- Description of the task
Please copy each line below that contains the string "echo".
[[ Study material, beginning ]]
PR #868, opened 2016-04-28
Added first boot script specific to GCE codelab image.

jtk54:
Added first boot script specific to GCE codelab image. It performs the config difference between what we want in the general case for GCE and the configuration specific for the codelab. @duftler @ewiseblatt PTAL.

### DIFF
--- a/install/first_gce_codelab_boot.sh
+++ b/install/first_gce_codelab_boot.sh
@@ -1,0 +1,31 @@
+#!/bin/bash
+# Copyright 2016 Google Inc. All Rights Reserved.
+#
+# Licensed under the Apache License, Version 2.0 (the "License");
+# you may not use this file except in compliance with the License.
+# You may obtain a copy of the License at
+#
+#     http://www.apache.org/licenses/LICENSE-2.0
+#
+# Unless required by applicable law or agreed to in writing, software
+# distributed under the License is distributed on an "AS IS" BASIS,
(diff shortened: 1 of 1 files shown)


install/first_gce_codelab_boot.sh
```diff
@@ -0,0 +1,31 @@
...
+
+if [[ `/usr/bin/id -u` -ne 0 ]];then
+  echo "$0 must be executed with root permissions; exiting"
+  exit 1
+fi
+
+/opt/spinnaker/install/first_google_boot.sh
+
+echo "Setting hostname for rosco deb repo"
+sed -i "s/debianRepository:.*/debianRepository: http:\/\/$(hostname):9999\/ trusty main/" /opt/rosco/config/rosco.yml
```
ewiseblatt: Does this need to be tied to "trusty"? Shouldnt it be whatever the host is running?

install/first_gce_codelab_boot.sh
```diff
@@ -0,0 +1,31 @@
...
+
+/opt/spinnaker/bin/reconfigure_spinnaker.sh
```
ewiseblatt: Do you need to restart spinnaker, or just rosco?

jtk54: Most likely just rosco, good point.

jtk54:
This startup script doesn't belong with the distribution -- I'll move it to another location in this repo so that it doesn't ship with the distribution, and modify the GCE codelab accordingly.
[[ Study material, end ]]
- Task answer
+  echo "$0 must be executed with root permissions; exiting"
+echo "Setting hostname for rosco deb repo"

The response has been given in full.